◆ Work order ◆
Starting with the first line, output the data exactly through to the end.

(Exercise data begins)

Issue #4001, opened 2022-12-08
BlitzServerMiddleware has `any` types


flybayer:
### What is the problem?

BlitzServerMiddleware has `any` as the type for `req`, `res, and `next`

```ts
    BlitzServerMiddleware(async (req, res, next) => {
    }),
```

### To Fix

[This code](https://github.com/blitz-js/blitz/blob/main/packages/blitz/src/index-server.ts#L61-L67) needs fixed. The `middleware` argument should be `RequestMiddleware` instead of using a generic

ETLopes:
Does it makes sense to be this way?

```
export const BlitzServerMiddleware = <
  TRequest extends IncomingMessage = IncomingMessage,
  TResponse extends ServerResponse = ServerResponse,
  TMiddleware extends RequestMiddleware<TRequest, TResponse> = RequestMiddleware<TRequest, TResponse>,
>(
  middleware: TMiddleware,
): BlitzServerPlugin => ({
  requestMiddlewares: [middleware],
})
```

PR #4002, opened 2022-12-09
fix: The middleware argument should be RequestMiddleware instead of using a generic

ETLopes:
Closes: [#4001](https://github.com/blitz-js/blitz/issues/4001)

BlitzServerMiddleware has any as the type for req, res, and next`
The middleware argument was changed instead of using a generic.

## Bug Checklist

## Feature Checklist


dillonraphael:
Thanks @ETLopes this is close to what @flybayer wanted, but the issue with removing the generic is that older blitz middleware packages like https://github.com/ntgussoni/blitz-guard won't work.

I tested blitz guard with this PR, and I get type errors. This isn't your fault at all, and really we should get blitz guard updated.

(Exercise data ends)

◆ Solution below ◆
Issue #4001, opened 2022-12-08
BlitzServerMiddleware has `any` types


flybayer:
### What is the problem?

BlitzServerMiddleware has `any` as the type for `req`, `res, and `next`

```ts
    BlitzServerMiddleware(async (req, res, next) => {
    }),
```

### To Fix

[This code](https://github.com/blitz-js/blitz/blob/main/packages/blitz/src/index-server.ts#L61-L67) needs fixed. The `middleware` argument should be `RequestMiddleware` instead of using a generic

ETLopes:
Does it makes sense to be this way?

```
export const BlitzServerMiddleware = <
  TRequest extends IncomingMessage = IncomingMessage,
  TResponse extends ServerResponse = ServerResponse,
  TMiddleware extends RequestMiddleware<TRequest, TResponse> = RequestMiddleware<TRequest, TResponse>,
>(
  middleware: TMiddleware,
): BlitzServerPlugin => ({
  requestMiddlewares: [middleware],
})
```

PR #4002, opened 2022-12-09
fix: The middleware argument should be RequestMiddleware instead of using a generic

ETLopes:
Closes: [#4001](https://github.com/blitz-js/blitz/issues/4001)

BlitzServerMiddleware has any as the type for req, res, and next`
The middleware argument was changed instead of using a generic.

## Bug Checklist

## Feature Checklist


dillonraphael:
Thanks @ETLopes this is close to what @flybayer wanted, but the issue with removing the generic is that older blitz middleware packages like https://github.com/ntgussoni/blitz-guard won't work.

I tested blitz guard with this PR, and I get type errors. This isn't your fault at all, and really we should get blitz guard updated.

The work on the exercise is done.